→ Input for this task
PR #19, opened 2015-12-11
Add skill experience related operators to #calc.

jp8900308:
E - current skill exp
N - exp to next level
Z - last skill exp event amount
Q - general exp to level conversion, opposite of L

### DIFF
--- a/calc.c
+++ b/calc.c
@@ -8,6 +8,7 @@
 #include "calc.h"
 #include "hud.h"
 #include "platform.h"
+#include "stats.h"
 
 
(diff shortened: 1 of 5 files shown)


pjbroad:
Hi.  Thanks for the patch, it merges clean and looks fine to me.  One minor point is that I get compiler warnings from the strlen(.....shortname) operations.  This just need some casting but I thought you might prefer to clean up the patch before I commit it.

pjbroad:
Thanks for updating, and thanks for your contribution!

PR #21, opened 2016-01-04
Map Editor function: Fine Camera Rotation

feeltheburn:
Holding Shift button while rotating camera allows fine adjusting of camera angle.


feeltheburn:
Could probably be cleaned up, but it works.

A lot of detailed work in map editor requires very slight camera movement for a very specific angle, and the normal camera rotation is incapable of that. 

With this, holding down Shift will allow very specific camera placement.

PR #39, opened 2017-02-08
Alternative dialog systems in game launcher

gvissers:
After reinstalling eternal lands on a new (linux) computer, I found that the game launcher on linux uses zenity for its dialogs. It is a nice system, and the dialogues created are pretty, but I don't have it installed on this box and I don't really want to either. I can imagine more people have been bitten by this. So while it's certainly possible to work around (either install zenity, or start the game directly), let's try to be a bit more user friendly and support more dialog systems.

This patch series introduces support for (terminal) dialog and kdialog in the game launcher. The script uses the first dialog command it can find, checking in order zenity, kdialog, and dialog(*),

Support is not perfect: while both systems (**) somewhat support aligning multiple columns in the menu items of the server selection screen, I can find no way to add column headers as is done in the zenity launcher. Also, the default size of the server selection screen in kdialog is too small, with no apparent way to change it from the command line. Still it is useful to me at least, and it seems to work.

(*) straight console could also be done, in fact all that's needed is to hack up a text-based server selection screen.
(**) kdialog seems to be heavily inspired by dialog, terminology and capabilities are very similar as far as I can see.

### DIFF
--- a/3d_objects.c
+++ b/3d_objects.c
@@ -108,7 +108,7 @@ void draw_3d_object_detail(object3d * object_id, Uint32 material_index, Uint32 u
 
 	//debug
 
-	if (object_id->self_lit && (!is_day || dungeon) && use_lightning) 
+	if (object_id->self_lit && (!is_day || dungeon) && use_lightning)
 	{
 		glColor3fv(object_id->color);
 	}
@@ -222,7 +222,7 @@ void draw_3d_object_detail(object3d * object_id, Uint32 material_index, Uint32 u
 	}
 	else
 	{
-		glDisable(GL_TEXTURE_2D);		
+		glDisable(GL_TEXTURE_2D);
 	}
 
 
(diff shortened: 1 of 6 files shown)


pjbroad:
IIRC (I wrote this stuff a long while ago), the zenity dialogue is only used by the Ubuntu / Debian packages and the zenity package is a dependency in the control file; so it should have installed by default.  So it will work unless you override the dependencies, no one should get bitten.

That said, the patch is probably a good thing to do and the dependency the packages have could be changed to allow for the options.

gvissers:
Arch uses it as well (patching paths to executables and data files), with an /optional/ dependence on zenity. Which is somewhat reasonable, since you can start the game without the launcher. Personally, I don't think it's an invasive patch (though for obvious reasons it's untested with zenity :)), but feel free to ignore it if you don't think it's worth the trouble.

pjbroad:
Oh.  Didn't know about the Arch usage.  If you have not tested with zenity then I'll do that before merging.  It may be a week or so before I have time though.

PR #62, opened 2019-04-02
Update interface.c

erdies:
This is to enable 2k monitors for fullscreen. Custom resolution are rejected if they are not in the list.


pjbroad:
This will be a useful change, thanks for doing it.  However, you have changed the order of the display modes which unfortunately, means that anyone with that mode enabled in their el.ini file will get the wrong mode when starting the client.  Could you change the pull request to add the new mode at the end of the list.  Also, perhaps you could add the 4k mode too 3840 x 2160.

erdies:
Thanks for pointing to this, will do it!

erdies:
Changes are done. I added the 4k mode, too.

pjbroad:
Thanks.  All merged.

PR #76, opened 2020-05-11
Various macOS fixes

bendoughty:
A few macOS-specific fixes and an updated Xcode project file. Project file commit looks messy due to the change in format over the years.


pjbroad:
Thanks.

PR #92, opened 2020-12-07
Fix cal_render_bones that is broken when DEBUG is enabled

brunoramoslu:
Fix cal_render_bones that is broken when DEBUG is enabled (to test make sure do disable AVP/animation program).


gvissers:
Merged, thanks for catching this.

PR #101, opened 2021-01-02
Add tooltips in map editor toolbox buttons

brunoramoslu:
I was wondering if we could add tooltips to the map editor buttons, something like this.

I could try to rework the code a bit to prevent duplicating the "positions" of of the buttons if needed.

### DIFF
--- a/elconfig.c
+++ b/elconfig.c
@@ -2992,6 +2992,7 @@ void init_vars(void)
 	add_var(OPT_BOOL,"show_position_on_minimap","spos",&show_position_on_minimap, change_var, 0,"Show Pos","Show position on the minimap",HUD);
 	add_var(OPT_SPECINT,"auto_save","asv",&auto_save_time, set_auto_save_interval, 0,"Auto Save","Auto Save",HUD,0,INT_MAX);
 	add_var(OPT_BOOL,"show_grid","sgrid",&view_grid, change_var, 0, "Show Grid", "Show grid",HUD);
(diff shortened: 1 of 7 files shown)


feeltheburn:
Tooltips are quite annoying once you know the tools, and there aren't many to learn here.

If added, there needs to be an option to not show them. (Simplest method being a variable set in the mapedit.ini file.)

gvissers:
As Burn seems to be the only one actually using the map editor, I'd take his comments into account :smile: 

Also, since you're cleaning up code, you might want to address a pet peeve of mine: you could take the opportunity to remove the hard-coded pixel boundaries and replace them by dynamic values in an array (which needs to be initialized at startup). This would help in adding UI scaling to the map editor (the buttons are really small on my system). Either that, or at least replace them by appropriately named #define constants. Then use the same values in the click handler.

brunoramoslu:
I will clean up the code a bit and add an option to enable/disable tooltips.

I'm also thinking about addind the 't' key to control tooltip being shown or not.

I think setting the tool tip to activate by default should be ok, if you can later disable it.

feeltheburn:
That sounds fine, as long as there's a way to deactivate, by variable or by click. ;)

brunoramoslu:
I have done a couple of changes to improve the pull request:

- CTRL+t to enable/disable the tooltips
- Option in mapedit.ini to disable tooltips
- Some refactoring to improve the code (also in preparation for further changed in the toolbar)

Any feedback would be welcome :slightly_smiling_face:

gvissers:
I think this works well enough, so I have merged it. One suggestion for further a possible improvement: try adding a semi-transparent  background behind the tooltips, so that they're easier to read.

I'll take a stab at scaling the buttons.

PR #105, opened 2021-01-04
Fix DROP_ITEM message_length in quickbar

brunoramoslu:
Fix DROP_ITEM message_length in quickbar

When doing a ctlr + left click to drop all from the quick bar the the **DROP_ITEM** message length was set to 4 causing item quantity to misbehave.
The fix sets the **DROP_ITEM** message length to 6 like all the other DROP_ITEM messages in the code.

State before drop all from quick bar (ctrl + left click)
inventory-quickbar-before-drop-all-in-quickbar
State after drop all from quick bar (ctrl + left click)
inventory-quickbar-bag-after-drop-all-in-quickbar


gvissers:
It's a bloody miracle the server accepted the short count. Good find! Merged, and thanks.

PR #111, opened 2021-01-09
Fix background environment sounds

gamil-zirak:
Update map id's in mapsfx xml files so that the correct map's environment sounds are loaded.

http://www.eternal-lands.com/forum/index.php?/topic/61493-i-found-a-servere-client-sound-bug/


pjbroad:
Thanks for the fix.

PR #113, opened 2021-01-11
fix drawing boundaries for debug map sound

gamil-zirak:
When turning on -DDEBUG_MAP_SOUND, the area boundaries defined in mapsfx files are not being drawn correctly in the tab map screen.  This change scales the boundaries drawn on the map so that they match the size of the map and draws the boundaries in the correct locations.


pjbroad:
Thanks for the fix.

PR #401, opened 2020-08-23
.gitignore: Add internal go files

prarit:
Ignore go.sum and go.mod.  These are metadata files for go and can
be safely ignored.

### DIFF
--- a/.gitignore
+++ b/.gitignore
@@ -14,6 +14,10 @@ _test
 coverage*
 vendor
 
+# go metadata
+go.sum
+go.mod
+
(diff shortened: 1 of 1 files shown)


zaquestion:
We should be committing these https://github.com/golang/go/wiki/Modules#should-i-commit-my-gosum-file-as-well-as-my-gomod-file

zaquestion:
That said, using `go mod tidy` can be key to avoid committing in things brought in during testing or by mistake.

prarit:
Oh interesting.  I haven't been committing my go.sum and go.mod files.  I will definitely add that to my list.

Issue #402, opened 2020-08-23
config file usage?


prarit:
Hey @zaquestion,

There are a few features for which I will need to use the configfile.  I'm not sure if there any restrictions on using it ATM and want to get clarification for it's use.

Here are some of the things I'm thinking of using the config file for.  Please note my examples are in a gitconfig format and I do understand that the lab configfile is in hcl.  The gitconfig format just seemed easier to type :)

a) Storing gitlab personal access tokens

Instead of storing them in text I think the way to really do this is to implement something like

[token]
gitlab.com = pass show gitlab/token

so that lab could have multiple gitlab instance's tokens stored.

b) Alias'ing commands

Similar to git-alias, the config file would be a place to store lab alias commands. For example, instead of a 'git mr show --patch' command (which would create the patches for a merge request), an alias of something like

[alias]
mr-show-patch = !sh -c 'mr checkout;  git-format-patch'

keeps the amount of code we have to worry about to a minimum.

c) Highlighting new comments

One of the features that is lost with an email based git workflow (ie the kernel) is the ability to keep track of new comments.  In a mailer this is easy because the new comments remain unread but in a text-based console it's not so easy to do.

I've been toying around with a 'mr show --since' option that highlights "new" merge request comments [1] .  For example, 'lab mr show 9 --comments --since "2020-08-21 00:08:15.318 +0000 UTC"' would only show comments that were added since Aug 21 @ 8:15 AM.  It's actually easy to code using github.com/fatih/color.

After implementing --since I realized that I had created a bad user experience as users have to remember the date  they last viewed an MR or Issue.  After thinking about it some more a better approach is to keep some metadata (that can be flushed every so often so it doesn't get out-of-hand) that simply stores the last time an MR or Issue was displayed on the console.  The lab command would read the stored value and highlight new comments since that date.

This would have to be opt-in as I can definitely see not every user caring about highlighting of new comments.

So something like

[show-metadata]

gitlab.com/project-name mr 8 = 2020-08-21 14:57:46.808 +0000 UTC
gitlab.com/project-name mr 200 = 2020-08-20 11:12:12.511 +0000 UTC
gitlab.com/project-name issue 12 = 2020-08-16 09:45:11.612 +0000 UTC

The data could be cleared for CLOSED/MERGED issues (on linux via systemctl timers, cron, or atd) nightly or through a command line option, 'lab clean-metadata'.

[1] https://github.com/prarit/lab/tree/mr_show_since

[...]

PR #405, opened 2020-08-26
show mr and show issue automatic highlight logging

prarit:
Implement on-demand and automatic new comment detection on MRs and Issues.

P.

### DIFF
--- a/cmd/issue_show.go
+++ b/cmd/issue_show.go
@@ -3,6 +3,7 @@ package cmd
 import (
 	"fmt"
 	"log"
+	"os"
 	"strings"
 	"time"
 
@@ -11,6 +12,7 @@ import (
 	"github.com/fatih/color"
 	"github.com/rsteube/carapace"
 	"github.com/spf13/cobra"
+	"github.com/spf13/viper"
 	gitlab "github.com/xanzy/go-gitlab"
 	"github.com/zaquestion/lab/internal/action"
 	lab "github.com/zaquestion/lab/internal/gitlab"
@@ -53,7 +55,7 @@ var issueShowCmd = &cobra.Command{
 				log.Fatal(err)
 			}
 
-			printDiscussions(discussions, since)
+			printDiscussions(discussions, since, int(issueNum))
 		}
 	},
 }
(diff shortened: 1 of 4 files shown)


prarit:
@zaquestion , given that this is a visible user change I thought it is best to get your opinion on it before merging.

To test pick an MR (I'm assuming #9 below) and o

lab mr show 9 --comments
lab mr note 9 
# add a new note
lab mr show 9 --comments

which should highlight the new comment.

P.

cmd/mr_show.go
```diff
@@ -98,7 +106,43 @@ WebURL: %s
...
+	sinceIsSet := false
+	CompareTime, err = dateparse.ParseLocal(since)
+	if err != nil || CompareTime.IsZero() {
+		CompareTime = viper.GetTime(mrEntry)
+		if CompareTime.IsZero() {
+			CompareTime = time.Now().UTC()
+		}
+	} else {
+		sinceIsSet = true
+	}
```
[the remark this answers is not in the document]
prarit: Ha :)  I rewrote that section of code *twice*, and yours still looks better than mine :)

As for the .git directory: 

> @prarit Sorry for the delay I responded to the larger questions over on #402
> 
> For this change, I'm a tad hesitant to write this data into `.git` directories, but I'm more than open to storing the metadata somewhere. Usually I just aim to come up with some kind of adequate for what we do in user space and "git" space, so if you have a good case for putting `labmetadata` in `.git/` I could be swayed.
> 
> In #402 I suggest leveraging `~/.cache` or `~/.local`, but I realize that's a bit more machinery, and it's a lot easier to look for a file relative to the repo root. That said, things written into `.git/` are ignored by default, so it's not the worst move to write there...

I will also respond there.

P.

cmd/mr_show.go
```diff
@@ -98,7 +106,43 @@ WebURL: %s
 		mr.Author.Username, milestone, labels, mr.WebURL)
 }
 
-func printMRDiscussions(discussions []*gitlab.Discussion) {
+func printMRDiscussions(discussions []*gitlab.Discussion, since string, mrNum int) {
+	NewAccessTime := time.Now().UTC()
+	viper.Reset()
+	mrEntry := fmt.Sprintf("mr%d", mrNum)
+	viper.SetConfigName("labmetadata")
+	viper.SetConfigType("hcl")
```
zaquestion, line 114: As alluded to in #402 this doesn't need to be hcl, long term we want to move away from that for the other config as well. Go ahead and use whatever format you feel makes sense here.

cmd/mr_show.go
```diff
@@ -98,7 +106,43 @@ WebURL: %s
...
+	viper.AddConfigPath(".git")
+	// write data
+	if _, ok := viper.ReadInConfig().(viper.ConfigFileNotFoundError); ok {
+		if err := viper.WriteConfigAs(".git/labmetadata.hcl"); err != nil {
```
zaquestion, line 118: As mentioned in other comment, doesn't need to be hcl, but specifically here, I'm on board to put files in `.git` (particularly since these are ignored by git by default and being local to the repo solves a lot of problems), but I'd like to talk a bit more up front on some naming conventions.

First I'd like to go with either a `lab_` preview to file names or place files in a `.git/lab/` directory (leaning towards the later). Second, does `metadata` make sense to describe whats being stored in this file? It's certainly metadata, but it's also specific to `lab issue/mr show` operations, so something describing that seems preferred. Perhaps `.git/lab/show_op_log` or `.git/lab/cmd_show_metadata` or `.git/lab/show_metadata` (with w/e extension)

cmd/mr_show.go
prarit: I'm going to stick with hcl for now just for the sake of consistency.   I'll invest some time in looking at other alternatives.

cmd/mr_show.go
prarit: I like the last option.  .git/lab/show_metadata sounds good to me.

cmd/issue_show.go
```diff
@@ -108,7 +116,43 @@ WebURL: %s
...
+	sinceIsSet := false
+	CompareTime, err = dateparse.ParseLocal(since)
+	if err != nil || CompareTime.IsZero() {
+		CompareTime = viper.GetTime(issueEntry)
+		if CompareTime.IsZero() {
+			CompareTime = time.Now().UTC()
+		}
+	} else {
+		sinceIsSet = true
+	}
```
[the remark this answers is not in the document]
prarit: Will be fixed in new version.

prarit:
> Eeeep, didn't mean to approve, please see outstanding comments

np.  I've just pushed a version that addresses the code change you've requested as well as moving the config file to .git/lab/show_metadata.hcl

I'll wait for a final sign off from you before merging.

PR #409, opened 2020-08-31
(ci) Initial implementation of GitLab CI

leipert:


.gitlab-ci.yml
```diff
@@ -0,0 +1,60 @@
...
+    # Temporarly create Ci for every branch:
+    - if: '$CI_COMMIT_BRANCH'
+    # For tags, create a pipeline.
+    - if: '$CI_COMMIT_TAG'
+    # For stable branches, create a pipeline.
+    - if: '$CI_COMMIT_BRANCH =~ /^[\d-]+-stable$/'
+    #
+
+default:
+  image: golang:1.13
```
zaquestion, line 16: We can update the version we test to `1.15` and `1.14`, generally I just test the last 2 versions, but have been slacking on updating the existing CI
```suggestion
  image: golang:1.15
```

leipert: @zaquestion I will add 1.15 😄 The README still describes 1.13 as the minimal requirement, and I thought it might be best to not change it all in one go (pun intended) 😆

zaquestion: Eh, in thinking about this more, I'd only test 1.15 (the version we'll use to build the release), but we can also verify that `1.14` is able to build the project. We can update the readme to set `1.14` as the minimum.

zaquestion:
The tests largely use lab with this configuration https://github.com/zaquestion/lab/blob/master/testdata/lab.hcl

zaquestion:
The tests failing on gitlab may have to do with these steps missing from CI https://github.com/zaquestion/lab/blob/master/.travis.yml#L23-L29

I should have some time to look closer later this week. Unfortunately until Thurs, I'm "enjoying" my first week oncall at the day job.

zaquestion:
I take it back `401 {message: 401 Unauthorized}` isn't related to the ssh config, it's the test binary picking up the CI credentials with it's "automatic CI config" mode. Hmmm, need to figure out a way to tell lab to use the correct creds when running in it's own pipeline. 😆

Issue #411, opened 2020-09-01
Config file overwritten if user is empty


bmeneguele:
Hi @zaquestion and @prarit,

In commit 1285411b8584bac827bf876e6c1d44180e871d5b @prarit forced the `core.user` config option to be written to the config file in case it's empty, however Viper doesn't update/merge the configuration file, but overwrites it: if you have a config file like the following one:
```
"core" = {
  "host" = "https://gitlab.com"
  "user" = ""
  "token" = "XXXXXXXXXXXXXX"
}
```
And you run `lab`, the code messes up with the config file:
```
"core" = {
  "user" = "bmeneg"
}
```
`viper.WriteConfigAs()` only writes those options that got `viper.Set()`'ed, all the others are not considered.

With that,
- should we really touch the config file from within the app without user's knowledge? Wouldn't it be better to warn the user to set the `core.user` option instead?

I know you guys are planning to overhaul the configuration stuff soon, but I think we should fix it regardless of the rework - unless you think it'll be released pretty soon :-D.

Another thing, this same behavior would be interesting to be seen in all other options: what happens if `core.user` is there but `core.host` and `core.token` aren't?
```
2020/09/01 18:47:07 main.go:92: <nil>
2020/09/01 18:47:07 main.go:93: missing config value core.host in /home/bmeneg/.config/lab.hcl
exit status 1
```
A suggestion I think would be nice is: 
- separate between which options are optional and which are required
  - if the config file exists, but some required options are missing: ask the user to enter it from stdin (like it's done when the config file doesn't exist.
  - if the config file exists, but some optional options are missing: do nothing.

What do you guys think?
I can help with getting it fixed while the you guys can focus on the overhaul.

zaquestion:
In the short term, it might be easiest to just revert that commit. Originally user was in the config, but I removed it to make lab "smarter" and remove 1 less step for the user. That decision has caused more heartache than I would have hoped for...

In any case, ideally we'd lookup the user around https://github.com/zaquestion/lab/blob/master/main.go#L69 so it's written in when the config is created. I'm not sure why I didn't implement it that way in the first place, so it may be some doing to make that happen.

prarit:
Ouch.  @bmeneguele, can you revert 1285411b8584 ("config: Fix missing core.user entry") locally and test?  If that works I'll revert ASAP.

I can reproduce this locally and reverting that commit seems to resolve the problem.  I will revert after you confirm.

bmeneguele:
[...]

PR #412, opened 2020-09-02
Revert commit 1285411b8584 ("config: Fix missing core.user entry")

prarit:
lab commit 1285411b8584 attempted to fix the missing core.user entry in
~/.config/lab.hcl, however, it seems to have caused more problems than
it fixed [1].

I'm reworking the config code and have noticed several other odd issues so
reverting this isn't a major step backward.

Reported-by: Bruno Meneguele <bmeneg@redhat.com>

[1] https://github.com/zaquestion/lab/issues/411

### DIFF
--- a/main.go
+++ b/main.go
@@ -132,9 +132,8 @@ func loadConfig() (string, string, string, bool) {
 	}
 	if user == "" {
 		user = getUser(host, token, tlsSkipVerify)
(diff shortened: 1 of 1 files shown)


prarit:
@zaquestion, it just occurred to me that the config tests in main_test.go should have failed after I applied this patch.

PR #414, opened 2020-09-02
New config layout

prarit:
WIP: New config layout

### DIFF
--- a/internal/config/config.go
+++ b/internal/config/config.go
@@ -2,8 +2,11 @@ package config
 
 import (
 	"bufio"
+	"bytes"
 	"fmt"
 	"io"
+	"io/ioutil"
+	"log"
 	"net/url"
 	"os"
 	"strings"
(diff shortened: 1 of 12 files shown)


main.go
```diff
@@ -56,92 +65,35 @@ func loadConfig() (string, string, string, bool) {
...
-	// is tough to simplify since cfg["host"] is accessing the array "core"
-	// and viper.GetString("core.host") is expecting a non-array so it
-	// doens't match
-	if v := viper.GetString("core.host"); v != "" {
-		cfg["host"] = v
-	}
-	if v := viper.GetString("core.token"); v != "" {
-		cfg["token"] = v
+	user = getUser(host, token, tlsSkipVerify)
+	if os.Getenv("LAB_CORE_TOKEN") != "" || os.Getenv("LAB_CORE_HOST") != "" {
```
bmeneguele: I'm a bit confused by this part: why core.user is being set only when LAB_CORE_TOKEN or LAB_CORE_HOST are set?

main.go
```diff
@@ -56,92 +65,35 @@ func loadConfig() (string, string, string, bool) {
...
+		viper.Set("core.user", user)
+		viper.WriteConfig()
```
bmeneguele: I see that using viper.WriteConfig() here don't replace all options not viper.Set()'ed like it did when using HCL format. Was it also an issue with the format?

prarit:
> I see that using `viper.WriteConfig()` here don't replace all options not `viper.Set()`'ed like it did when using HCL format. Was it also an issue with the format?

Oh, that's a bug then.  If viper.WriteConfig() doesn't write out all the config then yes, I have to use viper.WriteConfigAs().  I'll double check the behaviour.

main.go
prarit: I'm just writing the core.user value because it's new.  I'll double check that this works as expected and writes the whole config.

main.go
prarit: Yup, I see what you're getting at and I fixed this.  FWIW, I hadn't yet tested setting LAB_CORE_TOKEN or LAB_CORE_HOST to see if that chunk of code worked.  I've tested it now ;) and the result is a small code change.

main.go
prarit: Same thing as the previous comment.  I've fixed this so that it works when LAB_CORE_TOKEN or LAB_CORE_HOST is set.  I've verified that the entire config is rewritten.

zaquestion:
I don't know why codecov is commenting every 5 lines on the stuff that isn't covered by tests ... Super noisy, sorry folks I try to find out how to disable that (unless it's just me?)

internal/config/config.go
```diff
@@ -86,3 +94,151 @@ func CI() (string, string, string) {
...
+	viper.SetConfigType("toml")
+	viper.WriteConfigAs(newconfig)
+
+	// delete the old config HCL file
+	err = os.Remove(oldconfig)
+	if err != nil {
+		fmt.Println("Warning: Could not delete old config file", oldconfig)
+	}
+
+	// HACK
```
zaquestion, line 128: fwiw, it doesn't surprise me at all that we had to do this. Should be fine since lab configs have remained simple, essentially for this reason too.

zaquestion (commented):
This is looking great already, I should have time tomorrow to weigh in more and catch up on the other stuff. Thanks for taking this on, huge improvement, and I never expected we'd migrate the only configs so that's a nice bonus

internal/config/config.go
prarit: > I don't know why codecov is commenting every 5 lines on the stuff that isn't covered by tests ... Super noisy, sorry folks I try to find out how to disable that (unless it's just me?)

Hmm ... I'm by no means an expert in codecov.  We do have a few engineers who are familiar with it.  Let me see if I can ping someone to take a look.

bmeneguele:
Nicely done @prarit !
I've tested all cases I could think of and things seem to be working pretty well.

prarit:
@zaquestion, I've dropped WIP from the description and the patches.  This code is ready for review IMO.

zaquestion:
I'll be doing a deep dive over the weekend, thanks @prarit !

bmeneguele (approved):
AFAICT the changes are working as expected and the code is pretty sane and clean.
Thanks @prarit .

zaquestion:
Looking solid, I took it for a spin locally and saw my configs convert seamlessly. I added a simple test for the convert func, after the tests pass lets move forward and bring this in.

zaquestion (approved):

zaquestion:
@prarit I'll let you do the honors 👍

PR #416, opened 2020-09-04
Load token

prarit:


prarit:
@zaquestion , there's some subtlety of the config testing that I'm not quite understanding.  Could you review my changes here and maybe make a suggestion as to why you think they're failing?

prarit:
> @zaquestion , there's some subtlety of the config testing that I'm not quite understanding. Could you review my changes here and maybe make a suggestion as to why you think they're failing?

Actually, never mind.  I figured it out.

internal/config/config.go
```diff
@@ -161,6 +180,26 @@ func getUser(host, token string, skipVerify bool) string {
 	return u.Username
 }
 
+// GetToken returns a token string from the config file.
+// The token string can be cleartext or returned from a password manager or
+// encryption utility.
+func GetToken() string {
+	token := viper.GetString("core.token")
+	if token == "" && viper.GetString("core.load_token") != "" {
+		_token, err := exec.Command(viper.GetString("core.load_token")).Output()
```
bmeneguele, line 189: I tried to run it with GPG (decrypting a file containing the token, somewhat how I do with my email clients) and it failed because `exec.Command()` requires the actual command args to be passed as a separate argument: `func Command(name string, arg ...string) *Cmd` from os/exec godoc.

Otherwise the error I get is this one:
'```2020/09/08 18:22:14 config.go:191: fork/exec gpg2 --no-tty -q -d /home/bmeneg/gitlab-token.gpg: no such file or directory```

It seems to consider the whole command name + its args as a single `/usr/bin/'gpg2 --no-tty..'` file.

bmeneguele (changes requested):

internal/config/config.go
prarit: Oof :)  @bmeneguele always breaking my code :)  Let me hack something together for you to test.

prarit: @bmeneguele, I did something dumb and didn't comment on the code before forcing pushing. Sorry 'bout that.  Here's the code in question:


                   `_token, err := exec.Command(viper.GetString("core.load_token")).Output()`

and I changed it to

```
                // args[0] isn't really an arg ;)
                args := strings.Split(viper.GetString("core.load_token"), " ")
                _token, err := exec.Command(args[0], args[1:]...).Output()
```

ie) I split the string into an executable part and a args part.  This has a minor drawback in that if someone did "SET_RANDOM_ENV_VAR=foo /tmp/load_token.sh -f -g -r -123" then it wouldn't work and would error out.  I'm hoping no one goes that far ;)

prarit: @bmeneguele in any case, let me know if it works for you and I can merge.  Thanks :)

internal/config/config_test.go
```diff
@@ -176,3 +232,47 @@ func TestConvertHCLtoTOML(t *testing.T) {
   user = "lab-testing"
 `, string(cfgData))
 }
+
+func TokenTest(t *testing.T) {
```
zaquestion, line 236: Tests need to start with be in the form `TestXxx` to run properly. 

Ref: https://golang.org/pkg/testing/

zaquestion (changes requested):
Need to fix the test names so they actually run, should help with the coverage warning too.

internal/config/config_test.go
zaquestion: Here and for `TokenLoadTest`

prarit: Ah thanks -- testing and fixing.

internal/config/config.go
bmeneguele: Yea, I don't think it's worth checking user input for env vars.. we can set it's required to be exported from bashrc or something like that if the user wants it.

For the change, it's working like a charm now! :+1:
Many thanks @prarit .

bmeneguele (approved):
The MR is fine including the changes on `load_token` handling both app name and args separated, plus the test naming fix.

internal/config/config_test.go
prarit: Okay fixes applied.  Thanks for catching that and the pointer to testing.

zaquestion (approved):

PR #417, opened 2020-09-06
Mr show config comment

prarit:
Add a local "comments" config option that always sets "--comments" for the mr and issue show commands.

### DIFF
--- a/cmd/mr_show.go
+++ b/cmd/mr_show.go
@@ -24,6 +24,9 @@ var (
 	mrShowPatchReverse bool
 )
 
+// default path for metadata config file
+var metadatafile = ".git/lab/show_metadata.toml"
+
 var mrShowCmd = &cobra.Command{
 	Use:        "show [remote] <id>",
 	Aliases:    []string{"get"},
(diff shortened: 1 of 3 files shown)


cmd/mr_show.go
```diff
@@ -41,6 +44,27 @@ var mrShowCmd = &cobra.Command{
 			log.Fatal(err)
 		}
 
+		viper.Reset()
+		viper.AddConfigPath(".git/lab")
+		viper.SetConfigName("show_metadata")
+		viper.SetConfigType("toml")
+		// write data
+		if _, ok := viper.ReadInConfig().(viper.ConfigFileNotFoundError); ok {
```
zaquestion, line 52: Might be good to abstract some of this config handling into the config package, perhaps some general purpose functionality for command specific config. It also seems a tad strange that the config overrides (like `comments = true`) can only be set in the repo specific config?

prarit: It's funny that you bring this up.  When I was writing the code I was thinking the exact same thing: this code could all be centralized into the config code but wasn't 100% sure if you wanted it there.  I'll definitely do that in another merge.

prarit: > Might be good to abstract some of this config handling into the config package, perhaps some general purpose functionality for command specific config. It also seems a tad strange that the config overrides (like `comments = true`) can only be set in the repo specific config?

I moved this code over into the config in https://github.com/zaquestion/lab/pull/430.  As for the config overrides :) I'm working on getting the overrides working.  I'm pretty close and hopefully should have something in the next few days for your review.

→ Exercise description
Which lines in the listing hold the word "gitignore"? Copy them out.

→ The answer
.gitignore: Add internal go files
--- a/.gitignore
+++ b/.gitignore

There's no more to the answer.